The Akaike Information Criteria/Criterion (AIC) is a method used in statistics and machine learning to compare the relative quality of different models for a given dataset. The AIC method helps in selecting the best model out of a bunch by penalizing models that are overly complex. Akaike Information Criterion provides a means for comparing among models i.e. a tool for model selection.
- A too-simple model leads to a large approximation error.
- A too-complex model leads to a large estimation error.
AIC is a measure of goodness of fit of a statistical model developed by Hirotsugo Akaike under the name of “an information Criteria (AIC) and published by him in 1974 first time. It is grounded in the concept of information entropy in between bias and variance in model construction or between accuracy and complexity of the model.
The Formula of Akaike Information Criteria
Given a data set, several candidate models can be ranked according to their AIC values. From AIC values one may infer that the top two models are roughly in a tie and the rest far worse.
$$AIC = 2k-ln(L)$$
where $k$ is the number of parameters in the model, and $L$ is the maximized value of the likelihood function for the estimated model.
For a set of candidate models for the data, the preferred model is the one that has a minimum AIC value. AIC estimates relative support for a model, which means that AIC scores by themselves are not very meaningful
Akaike Information Criteria focuses on:
- Balances fit and complexity: A model that perfectly fits the data might not be the best because it might be memorizing the data instead of capturing the underlying trend. AIC considers both how well a model fits the data (goodness of fit) and how complex it is (number of variables).
- A lower score is better: Models having lower AIC scores are preferred as they achieve a good balance between fitting the data and avoiding overfitting.

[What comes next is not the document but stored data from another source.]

PR #4044, opened 2026-09-16
PBL height: scan whole columns on grids split in z

hgopalan:
## The bug

The MYNN25 PBL-height estimator (`erf.most.pblh_calc = MYNN25`, `ERF_PBLHeight.H`) sets each tile's z range to the whole domain (`gtbx.setSmall(2,domain.smallEnd(2)); gtbx.setBig(2,domain.bigEnd(2));`, since f73c64bbc, #1756). It then writes the planar `pblh` of that box.

On grids whose boxes do not all span the domain in z, this goes wrong in three ways:
- **Reads outside the box:** a box stacked on another reads `cons` outside its own data, both at `k = 0` (the maximum TKE) and at every level below the box. A box that stops below the top of the domain (a refined level of partial height) is scanned past its top.
- **Unsynchronized copies:** each stacked box writes its own copy of the planar field, and those copies are never synchronized.
- **Levels away from the ground:** a box with no ground below it has no column to scan.

Consumers read `pblh` through their 3D `MFIter` index: the k-eqn length cap (`erf.rans_lscale_from_pblh`), the 2D plotfile and IBSEB. So the PBL height they see depends on the decomposition.

On the test deck below, after 40 steps, the split run differs from the single-box run by 4.0e-2 in KE and by 0.97 in the eddy viscosity (relative). With `erf.rans_lscale_from_pblh = false` the two runs agree to the last bit. The dependence is in the PBL height, not in the closure.

## The fix

- **Estimator:** it scans the cells its box holds rather than the domain, so the last `k+1` read ends in the box's top ghost cell, and it asserts that the box starts at the ground. Full-height boxes are scanned exactly as before.
- **Grids whose boxes all start at the ground** (full height or not) go straight to the estimator, unchanged.
- **Any other grids** (boxes stacked in z, boxes aloft) go through columns: the runs of cells that start at the ground, each joined into one box with `join_boxes_stacked_in_z` (the helper of the fine BTF mesh, now declared in `ERF_TerrainMetrics.H`). Every valid cell of a column is a valid cell of the level, so nothing needs a fill value.
  - **Copy in:** `Rho`, `RhoTheta`, `RhoKE` and the span of the moisture species that enter theta_v, with one ghost cell; `z_phys_cc` and the land mask likewise. Ghost cells go first, valid cells second, so every cell the level owns comes from the box that owns it.
  - **Copy out:** onto every planar box; planar cells over which no box reaches the ground hold zero, the estimator's value for a height it did not find. A level entirely aloft gets zero everywhere.
  - **Cost:** the columns and their DistributionMapping (each column on the rank that owns its lowest corner cell) are built when the grids of the level change, not per call. Each PBL-height update on such grids copies the components above onto the columns.
- **EB:** the PBL height lives on the 3D grids and is written into their k = 0 plane, so the run aborts, naming the input, if some box does not start at the bottom of the domain.

## Tests

`PBLH_ZSplit_BoxParity` uses `add_test_box_parity` and a new deck, `Tests/test_files/PBLH_ZSplit`.
- **Deck:** the Canonical RANS convective case with the PBL-height length cap, compressible with explicit diffusion and without acoustic substepping. Both the implicit vertical solve and the substep need unsplit columns (#3998, #4042).
- **Comparison:** one box against 10 boxes of 4 x 8 x 20 (split at k = 20, 40, 60, 80, read from `Level_0/Cell_H`), `rel_tol 1e-9`.
- **Results:** identical plotfiles with this change; without it the test fails (KE 4.0e-2, Kmv 0.97 relative). Kmv spans 0.034 to 14.6 m²/s in the split run, so the comparison is not between constants.

Unit tests (`erf_parallel_tests`, `SurfaceLayerParallel.*`, 1 and 2 ranks), each against an exact column (theta_v steps by 2 K, dz = 1 m, no TKE, so the height is k_jump + 0.125 m):
- `PBLHeightScansWholeColumnsOnZSplitGrids`: one box and 16x16x2 boxes (two stacked per column) both give 2.125 m on every planar copy. The per-box path gives 0 to 7.87 m.
- `PBLHeightStopsAtTheTopOfPartialHeightGrids`: grids over the lower half of the domain. A jump between the top cell and its ghost cell is found, a jump above is not. Scanning to the top of the domain aborts in Debug: `(-1,-1,3,1) is out of bound (-3:18,-3:18,-1:2,0:4)`.
- `PBLHeightOnUnevenStacksAndBoxesAloft`: a box stacked on three quarter boxes with a different footprint, partly over a quarter with no ground box. 3.125 m where the column reaches the ground and holds the jump, 0 elsewhere, on every copy. One column per surface box extended to the top of the domain returns 1e150.
- `PBLHeightIsZeroOnGridsEntirelyAloft`: zero everywhere; building a DistributionMapping on the empty column set trips ``! boxes.empty()`` in Debug.
- `PBLHeightSeesMoistureOnZSplitGrids`: the jump made by water vapour alone. With the moisture span not copied the split layout gives 0.
- The harness takes an explicit BoxArray for grids that do not cover the domain.

**Coverage:** flat ground only. The terrain path (`z_phys_cc`) is copied the same way but is not covered by a test here. The EB abort was checked by hand (`inputs_most_nbl_EB` at 8 x 8 x 261 with `pblh_calc = MYNN25`: aborts at start-up when split in z, steps normally otherwise); a CTest entry needs `add_test_expected_abort` from #4042.

## Verification

- **Release** (MPI, FFT, all warnings): no warnings.
  - `ctest -L regression`: 120 of 123 pass. `ABL_MOST_WOA_ZSplit` and `ABL_MOST_Cloudchamber` fail their gold comparisons on this machine, identically with the development binary. `Closure_BoxParity_MYNNEDMF` stops in its one-box run with the invalid-operation trap inside `ComputeDiffusivityMYNNEDMF` (the trap reported in #4046; Mac arm64 Release only, passes in Debug; the one-box run does not take the column path).
  - Unit tests pass 572/572, parallel tests 47/47 on 1 and 2 ranks.
- **Debug, MPI, no FFT** (CI configuration, bounds-checked): no warnings; parallel tests 47/47 on 1 and 2 ranks; `ctest -R "ZSplit|PBLH|Closure_BoxParity|Tiling"` passes 26 of 26.
- **Single precision:** `ERF_SurfaceLayer.cpp`, `ERF_TerrainMetrics.cpp` and the unit test compile with no warnings, also with `-Wshadow`.
- **MPI off:** both sources compile, and the tests are not registered (they sit in the existing `ERF_ENABLE_MPI AND NOT WIN32` block and in `erf_parallel_tests`).
- **Docs:** `SurfaceLayer.rst` describes the MYNN25 height on decomposed and partial-height grids and the EB restriction; Sphinx builds with no warnings.
- **Also clean:** codespell, the tab and trailing-whitespace scripts, the GPU lint scripts.
- **Not applicable:** no device code added, no new source files (GNU Make unchanged), no new inputs.

**Related:** #4042 (substep abort on z-split grids) and #4043 (surface history on z-split grids, merged) come from the same audit, found while addressing the review of #4017.


asalmgren (commented):
Review of the z-split PBL-height path. The core mechanism is sound — I checked it rather than taking the description's word for it:

- the column layout comes from `PlanarBoundary::surface_boxes()`, which asserts the surface boxes are disjoint;
- `dm_col` is shared by `ba_col` and `ba_sfc`, so the estimator's `min_thetav.array(mfi)` / `pblh->array(mfi)` local-index aliasing still lines up;
- `setRange(2, smallEnd, length)` is the correct 3-argument form;
- the ghost-then-valid `ParallelCopy` ordering does give in-domain cells from their owner and out-of-domain ghosts from the BC-filled source ghosts.

The unit-test arithmetic checks out too (min theta_v = 300, jump at k=1 -> 2, zi = 1.5 + 1.25/2 = 2.125; the TKE branch is inert with qke = 0), and the CTest entry follows the existing `add_test_box_parity` conventions.

Six findings inline, three of them medium. The theme of the medium ones is that `split_in_z` is a predicate about *box count*, and the property it needs to capture is about *box extent* — which is why partial-height and entirely-aloft levels fall through it.

One non-blocking note on the description rather than the code: it says the split run breaks at k = 24, 48, 72, but with `amr.max_grid_size_z = 24`, `n_cell_z = 100` and `blocking_factor = 4`, AMReX chops into five 20-cell boxes, so the splits are at k = 20, 40, 60, 80. The deck's own comment ("2 x 1 x 5 boxes") is right; only the PR text is off.

*Reviewed with Claude Code.*

Source/BoundaryConditions/ERF_SurfaceLayer.cpp
```diff
@@ -2026,9 +2026,64 @@ SurfaceLayer::compute_pblh (const int& lev,
...
+
+    // The estimator scans each column from the bottom of the domain to the top, one box
+    // column at a time, and writes the planar pblh of that box.  That is only correct when
+    // every box spans the full height: on grids split in z an upper box would read cons
+    // outside its data and write its own (wrong) copy of the planar field.  In that case run
+    // the estimator on boxes that span the full height of the domain, one per surface box,
+    // and copy the result onto every planar box.
+    const BoxArray& ba_sfc = m_planar_bndry[lev].surface_boxes();
+    const bool split_in_z = (m_terrain_type != TerrainType::EB) && (m_face.coordDir() == 2) &&
+                            (ba_sfc.size() < pblh[lev]->boxArray().size());
```
asalmgren: **medium** — this guard detects *duplicate planar boxes*, not boxes that fail to reach `domain.bigEnd(2)`.

Consider a partial-height refined level: a level-1 patch spanning k = 0..99 of a 200-cell fine domain, one box per column. Every box touches the surface, so `ba_sfc.size() == pblh[lev]->boxArray().size()`, `split_in_z` is false, and the old path runs. `ERF_PBLHeight.H:69` then sets `khi = domain.bigEnd(2)` and the k-loop reads `cons_arr(i,j,k+1)` up to k = 200 — far past the FAB's `ngrow_state` halo. That is a heap read overflow with `erf.most.pblh_calc = MYNN25`.

This is pre-existing, but it is the same failure class the PR is fixing, and ERF explicitly contemplates partial-height levels (e.g. `ERF_MakeNewArrays.cpp:1102`). The robust predicate is "some box does not span `[domain.smallEnd(2), domain.bigEnd(2)]`", not "the planar BoxArray has duplicates" — and it would subsume the current test.

Source/BoundaryConditions/ERF_SurfaceLayer.cpp
```diff
@@ -2026,9 +2026,64 @@ SurfaceLayer::compute_pblh (const int& lev,
...
+    for (int i = 0; i < ba_sfc.size(); ++i) {
+        Box b(ba_sfc[i]);
+        b.setRange(2, domain.smallEnd(2), domain.length(2));
+        bl_col.push_back(b);
+    }
+    BoxArray ba_col(std::move(bl_col));
+    DistributionMapping dm_col(ba_col);
+
+    MultiFab cons_col(ba_col, dm_col, cons.nComp(), cons.nGrowVect());
+    cons_col.setVal(zero);
```
asalmgren: **medium** — `setVal(zero)` leaves `Rho_comp = 0` in every column cell that no source box covers.

On a level that is both split in z *and* partial-height, `split_in_z` is true, `ba_col` spans the full domain height, and the cells above the grid top stay zero. `GetThetav` (`ERF_MoistUtils.H:78`) then evaluates `RhoTheta/Rho` = 0/0, and the TKE branch (`ERF_PBLHeight.H:161-163`) does the same — NaN, or an immediate abort under `amrex.fpe_trap_invalid=1`. The scan runs to `khi` unconditionally unless both `zi` and `zi_tke` are already non-zero, which in a CBL they are not.

`zcc_col->setVal(zero)` a few lines below compounds it: `zphys = 0 < thetamin_height` is true, so the uncovered cells are also pulled into the min-theta_v scan.

Either clip the scan to the covered height, or seed the fill so uncovered cells are inert (`Rho = 1` with a large theta_v) rather than singular.

Source/BoundaryConditions/ERF_SurfaceLayer.cpp
```diff
@@ -2026,9 +2026,64 @@ SurfaceLayer::compute_pblh (const int& lev,
...
+    const MultiFab& cons = vars[lev][Vars::cons];
+    const iMultiFab* lmask = m_lmask_lev[lev][0];
+
+    // The estimator scans each column from the bottom of the domain to the top, one box
+    // column at a time, and writes the planar pblh of that box.  That is only correct when
+    // every box spans the full height: on grids split in z an upper box would read cons
+    // outside its data and write its own (wrong) copy of the planar field.  In that case run
+    // the estimator on boxes that span the full height of the domain, one per surface box,
+    // and copy the result onto every planar box.
+    const BoxArray& ba_sfc = m_planar_bndry[lev].surface_boxes();
```
asalmgren: **medium** — when no box on the level reaches the surface, `ba_sfc` is empty, and `0 < pblh[lev]->boxArray().size()` makes `split_in_z` true.

This is the fine-level-entirely-aloft case that `ERF_PlanarBoundary.H` documents and that `fill()` handles explicitly, so it is reachable. `ba_col` is then empty, and `DistributionMapping dm_col(ba_col)` below trips AMReX's `BL_ASSERT(!boxes.empty())` in `DistributionMapping::SFCProcessorMap` (`AMReX_DistributionMapping.cpp:1482`) in a Debug build.

In Release it is quieter but worse: the copy-out has no source, so `pblh[lev]` keeps the `bogus_large_value` (1e18) it was given at `ERF_SurfaceLayer.H:682`. The old path at least did `pblh->setVal(zero)` first. Downstream `erf.rans_lscale_from_pblh`, the 2D plotfile and IBSEB would all read 1e18.

An `if (ba_sfc.empty())` early-out that keeps the old path (or zeroes `pblh`) would cover it.

Source/BoundaryConditions/ERF_SurfaceLayer.cpp
```diff
@@ -2026,9 +2026,64 @@ SurfaceLayer::compute_pblh (const int& lev,
...
+    const bool split_in_z = (m_terrain_type != TerrainType::EB) && (m_face.coordDir() == 2) &&
```
asalmgren: **low** — `m_terrain_type != TerrainType::EB` silently routes EB terrain back to the old path.

With EB, `ba_flux = ba` (3D) and `pblh[lev]` is a 3D MultiFab, so on a z-split EB grid the estimator writes `pblh_arr(i,j,0)` and `min_thv_arr(i,j,0)` into a FAB whose z range is e.g. 24..47 with one ghost — an out-of-bounds *write*, not merely a wrong value.

Pre-existing, but this line is now where the decision is made, so it is the natural place to make it loud: an `AMREX_ALWAYS_ASSERT` that EB + MYNN25 grids span the full height would beat silent corruption.

Source/BoundaryConditions/ERF_SurfaceLayer.cpp
```diff
@@ -2026,9 +2026,64 @@ SurfaceLayer::compute_pblh (const int& lev,
...
+    const Periodicity period = m_geom[lev].periodicity();
+
+    BoxList bl_col(ba_sfc.ixType());
+    for (int i = 0; i < ba_sfc.size(); ++i) {
+        Box b(ba_sfc[i]);
+        b.setRange(2, domain.smallEnd(2), domain.length(2));
+        bl_col.push_back(b);
+    }
+    BoxArray ba_col(std::move(bl_col));
+    DistributionMapping dm_col(ba_col);
```
asalmgren: **low (efficiency)** — this builds a fresh SFC/knapsack mapping on every call (every timestep, every level), unrelated to where the data already lives.

`m_planar_bndry[lev].surface_dm()` is already the right size and order, and puts each column on the rank that owns its surface box — which makes the copy-out mostly rank-local and removes the per-step mapping construction.

Source/BoundaryConditions/ERF_SurfaceLayer.cpp
```diff
@@ -2026,9 +2026,64 @@ SurfaceLayer::compute_pblh (const int& lev,
...
+
+    MultiFab cons_col(ba_col, dm_col, cons.nComp(), cons.nGrowVect());
```
asalmgren: **low (efficiency)** — `cons_col` is allocated and copied with all `cons.nComp()` components at full ghost width, twice, every call.

The estimator reads only `Rho_comp`, `RhoTheta_comp`, `RhoKE_comp` and the moisture indices. On a moist run this roughly doubles the state volume communicated per step; copying just the needed component span would cut it substantially.

Source/BoundaryConditions/ERF_SurfaceLayer.cpp
hgopalan: Confirmed and fixed in 6122e826d. The new unit test `PBLHeightStopsAtTheTopOfPartialHeightGrids` (four boxes over k = 0..1 of the 4-cell domain) aborts on the previous code in Debug with `(-1,-1,3,1) is out of bound (-3:18,-3:18,-1:2,0:4)`.

I put the fix in the estimator rather than in the predicate: `ERF_PBLHeight.H` now scans the cells its box holds (`mfi.validbox()` in z) instead of the domain, so the last `k+1` read ends in the box's top ghost cell, and it asserts that the box starts at the ground. A partial-height level with one box per column is then scanned directly, without the copies, and full-height boxes are scanned exactly as before. The test checks both outcomes: a jump between the top cell and its ghost cell is found (2.125 m), a jump above that is not (0).

The predicate is now "some box does not start at the ground" (stacked boxes, or boxes aloft), computed from the 3D BoxArray rather than from the planar duplicates.

Source/BoundaryConditions/ERF_SurfaceLayer.cpp
hgopalan: Agreed, and fixed by construction rather than with a fill value (6122e826d). The columns are no longer "surface box extended to the top of the domain": they are the runs of cells that start at the ground, joined with `join_boxes_stacked_in_z` (the helper the fine BTF mesh already uses, moved out of the anonymous namespace in `ERF_TerrainMetrics.cpp`). It cuts stacks at each other's lateral edges, so every valid cell of a column is a valid cell of the level and each column ends where the grids above that ground end. With the scan clipped to the box (other thread), no uncovered cell is ever read, and both `setVal(zero)` calls are gone.

I looked at seeding inert values first and dropped it: on flat ground the min-theta_v scan cannot exclude a seeded cell below 200 m, and a large theta_v seed makes the scan "find" the PBL top at the top of the refined region.

Test: `PBLHeightOnUnevenStacksAndBoxesAloft` stacks a box with a different footprint (8 <= i <= 23, k = 2..3) on three quarter boxes (k = 0..1), partly over a quarter with no ground box. Expected 3.125 m under the upper box where the ground is covered and 0 elsewhere, on every planar copy; the previous code returns 1e150. Writing it also showed that the ghost-cell pass of the copy-out reached valid planar cells next to the gap, so the copy-out now zeroes those before the valid pass and ends with a FillBoundary (all planar copies agree at that point).

Source/BoundaryConditions/ERF_SurfaceLayer.cpp
hgopalan: Confirmed both ways on the previous code: the new test `PBLHeightIsZeroOnGridsEntirelyAloft` trips ``Assertion `! boxes.empty()' failed`` at `AMReX_DistributionMapping.cpp:1482` in Debug. Fixed in 6122e826d: on the column path `pblh` is set to zero first (the estimator's own value for a height it did not find), and with no column the routine returns there, before any DistributionMapping is built. The same zero covers the planar cells of a box aloft on a level that also has ground boxes (tested in `PBLHeightOnUnevenStacksAndBoxesAloft`).

Source/BoundaryConditions/ERF_SurfaceLayer.cpp
hgopalan: Done in 6122e826d: `define_pblh_columns` aborts when the terrain is EB and some box does not start at the bottom of the domain, naming `erf.most.pblh_calc`, the level and `amr.max_grid_size_z`. I made the condition "starts at the ground" rather than "spans the full height" because that is what the write to the k = 0 plane needs now that the scan stops at the top of the box.

Checked with `Exec/CanonicalTests/ABL/inputs_most_nbl_EB` shrunk to 8 x 8 x 261 with `erf.most.pblh_calc = MYNN25`: with `amr.max_grid_size_x=4 amr.max_grid_size_y=8 amr.max_grid_size_z=64 amr.blocking_factor=1` the run stops at start-up with the message; unsplit, it steps normally. There is no CTest entry for it, since `add_test_expected_abort` arrives with #4042; I can add one once that is in.

Source/BoundaryConditions/ERF_SurfaceLayer.cpp
hgopalan: Done in 6122e826d, a bit further than suggested: the columns and their DistributionMapping are now built only when the level's BoxArray or DistributionMapping changes (`SurfaceLayer::define_pblh_columns`, cached per level), so nothing is constructed per step. Since the columns are joined runs of cells and no longer one per surface box, `surface_dm()` does not line up with them index for index; each column goes to the rank that owns its lowest corner cell, which gives the same locality. Two data-less MultiFabs keep the ParallelCopy metadata alive between calls, as `column_grids` does for the BTF mesh.

Source/BoundaryConditions/ERF_SurfaceLayer.cpp
hgopalan: Done in 6122e826d. The columns now receive `Rho`, `RhoTheta`, `RhoKE` and the span of the moisture species that enter theta_v (qv, qc, qi, qr, qs, qg; scalars and number concentrations are skipped), with one ghost cell instead of the state's full width. Components keep their index, since the estimator indexes the state by component number.

Because a wrong span would be silent on the dry decks, there is a test for it: `PBLHeightSeesMoistureOnZSplitGrids` makes the 2 K theta_v jump with water vapour alone. With the moisture copy removed the split layout gives 0 instead of 2.125 m.

hgopalan:
Thanks for the review. All six findings are addressed in 6122e826d (pushed on top of a merge of development, which brought in `surface_dm()` from #4043; no force-push).

| # | Finding | Change | Test (previous code) |
|---|---------|--------|----------------------|
| 1 | Partial-height level scans past the FAB | Estimator scans the cells its box holds; asserts the box starts at the ground | `PBLHeightStopsAtTheTopOfPartialHeightGrids` (Debug: `(-1,-1,3,1) is out of bound`) |
| 2 | Zero fill gives 0/0 in uncovered column cells | Columns are the runs of cells from the ground (`join_boxes_stacked_in_z`), so no cell needs a fill | `PBLHeightOnUnevenStacksAndBoxesAloft` (returns 1e150) |
| 3 | Level entirely aloft: empty BoxArray, stale sentinel | `pblh` = 0 where no box reaches the ground; early return | `PBLHeightIsZeroOnGridsEntirelyAloft` (``! boxes.empty()``) |
| 4 | EB silently on the old path | Abort naming the input | EB deck, split vs unsplit (by hand; no expected-abort harness before #4042) |
| 5 | Mapping rebuilt every call | Columns cached per level, rebuilt when the grids change | - |
| 6 | All components, full ghost width | 3 components + moisture span, one ghost cell | `PBLHeightSeesMoistureOnZSplitGrids` (mutant gives 0) |

The description now says the split run breaks at k = 20, 40, 60, 80 (checked in `Level_0/Cell_H`: ten boxes of 4 x 8 x 20).

Verification on this head:
- Release (MPI, FFT, all warnings) and Debug (MPI, no FFT): no warnings. Unit tests 572/572; parallel tests 47/47 on 1 and 2 ranks in both builds.
- Debug `ctest -R "ZSplit|PBLH|Closure_BoxParity|Tiling"`: 26/26, including `PBLH_ZSplit_BoxParity` and `Closure_BoxParity_kEqn_PBLHCap`.
- Release `ctest -L regression`: 120/123. `ABL_MOST_WOA_ZSplit` and `ABL_MOST_Cloudchamber` fail their gold comparisons on this machine as before. `Closure_BoxParity_MYNNEDMF` (new with the development merge) stops in its one-box run with the invalid-operation trap inside `ComputeDiffusivityMYNNEDMF`; that is the trap reported in #4046, it fires on this Mac (arm64, Apple clang, Release) and not in Debug, and the one-box run does not take the column path.
- Single precision with `-Wshadow`: the two sources and the unit test compile without warnings. MPI off: both sources compile. Sphinx: no warnings. codespell, tabs, trailing whitespace: clean. No device code added.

- Comparison tool: AIC scores are most meaningful when comparing models for the same dataset. The model with the lowest AIC score is considered the best relative to the other models being evaluated.
Summary
The AIC score is a single number and is used as model selection criteria. One cannot interpret the AIC score in isolation. However, one can compare the AIC scores of different model fits to the same data. The model with the lowest AIC is generally considered the best choice.
The AIC is the most useful model selection criterion when there are multiple candidate models to choose from. It works well for larger datasets. However, for smaller datasets, the corrected AIC should be preferred. AIC is not perfect, and there can be situations where it fails to choose the optimal model.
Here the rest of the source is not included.